Dortmund war zweifellos ein Tiefpunkt in dieser Saison, die Eintracht hatte keinen einzigen Ball aufs gegnerische Tor gebracht. Die Statistik wies einen Torschuss auf, da war der Ball nach einem Versuch von Timothy Chandler meilenweit übers Tor geflogen. Mit Bundesliga hatte das nicht mehr viel zu tun. Der Gesamtauftritt war einfach nur peinlich. Die Leistung war im Übrigen genauso schlecht wie vor zwei Wochen beim 1:1 in Düsseldorf. Nur der Gegner war diesmal stärker. Und es war keine Eintagsfliege. Ob in Augsburg, zu Hause gegen Wolfsburg oder in Paderborn genauso wie im Europapokal gegen Guimaraes, Auftritte jenseits des guten fußballerischen Geschmacks häufen sich in dieser Saison und können nicht mehr als Einzelfälle durchgehen. Das sollte der Eintracht zu denken geben.
Stürmer hängen in der Luft
Die zwischenzeitlich neu gewonnene Stabilität, in zwei Spielen gegen Leipzig unter Beweis gestellt, ist noch sehr fragil. Die zuletzt stabile Abwehr war auf einmal nicht mehr stabil. Und das Angriffsspiel verläuft gerade auswärts weiter meistens irgendwo im Sande. Der Stürmer, in der ersten Halbzeit André Silva oder die Stürmer, nach der Halbzeit kam Bas Dost hinzu, hängen völlig in der Luft. Ein Kombinationsspiel nach vorne gab es schlicht nicht, nur wildes Gebolze, in der Hoffnung, dass Filip Kostic vielleicht einmal seinen Gegnern entwischen könnte. Das kann mal klappen, aber inzwischen ist die Konkurrenz darauf längst eingestellt. Die Dortmunder zum Beispiel haben Kostic in eine Doppeldeckung genommen. Damit war das Frankfurter Angriffsspiel auf Null gestellt. Es war eine Ansammlung von Dutzenden von Fehlpässen, die zwischenzeitlich absurde Ausmaße angenommen hatte. Ein Viertel aller Pässe fanden den Gegner. Die Balance im Frankfurter Spiel, verloren gegangen irgendwann vor Weihnachten, ist also noch längst nicht wieder komplett hergestellt.

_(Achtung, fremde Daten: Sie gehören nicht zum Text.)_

PR #1752, opened 2022-02-01
Fix Current Recording Track - Waypoints, Appearance, Show/Hide, Tap

Skalii:


Sources/Controllers/Map/OAMapViewController.mm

Kein Frankfurter Spieler war wirklich gut am Freitagabend, alle waren sie schlecht, manch einer noch schlechter als andere. Der Trainer vermied es darum auch, auf Einzelkritik einzugehen. „Es geht nicht um einzelne Spieler“, sagte er, „wir haben als Mannschaft nicht das gespielt, was wir spielen wollten.“ Einigen Frankfurter Profis aber wurden Grenzen aufgezeigt. Die beiden Außenverteidiger Almamy Touré und Evan Ndicka sind mit all ihrem Talent an Grenzen gestoßen. Sie waren völlig überfordert vor mehr als 80.000 Zuschauern im Dortmunder Fußball-Tempel. Alles, was Spieler wie Jadon Sancho oder Thorgan Hazard da veranstalteten, ging viel zu schnell für die beiden Franzosen. Neben dem durchgehend fehlenden Tempo blinken die größten Defizite im Frankfurter Mittelfeld auf. Schon vor der Saison wurden rund 20 Millionen Euro in Spieler wie Dominik Kohr und Djibril Sow investiert, die ihre Stärken im Zweikampf, im Laufvermögen und in der Arbeit „gegen“ den Ball haben. Mit dem Ball aber herrschte und herrscht große Armut. Mit Stefan Ilsanker wurde im Winter ein weiterer „Zerstörer“ hinzugeholt. Der kann helfen, wenn das Spiel auf die Eintracht zuläuft. Er ist aber keine Hilfe, wenn die Eintracht ein Spiel nach vorne entwickeln muss.
Dem Frankfurter Trainer ist es gelungen, mit taktischen Umstellungen, einer Konzentration auf Defensive und der Schärfung der Sinne innerhalb des Teams eine kleine Serie hinzulegen, die Abstand zur Abstiegszone gebracht hat. Das ist aller Ehren wert, sieht man das eher unterdurchschnittliche Potential im Team. Vielleicht werden die Frankfurter es in den nächsten Wochen dann tatsächlich anders machen als alle anderen: Sie werden sich auf die Pokale konzentrieren (Europacup gegen Salzburg, DFB-Pokal gegen Bremen) und in der Liga noch die sechs, sieben nötigen Punkte holen, um gänzlich außer Gefahr zu geraten.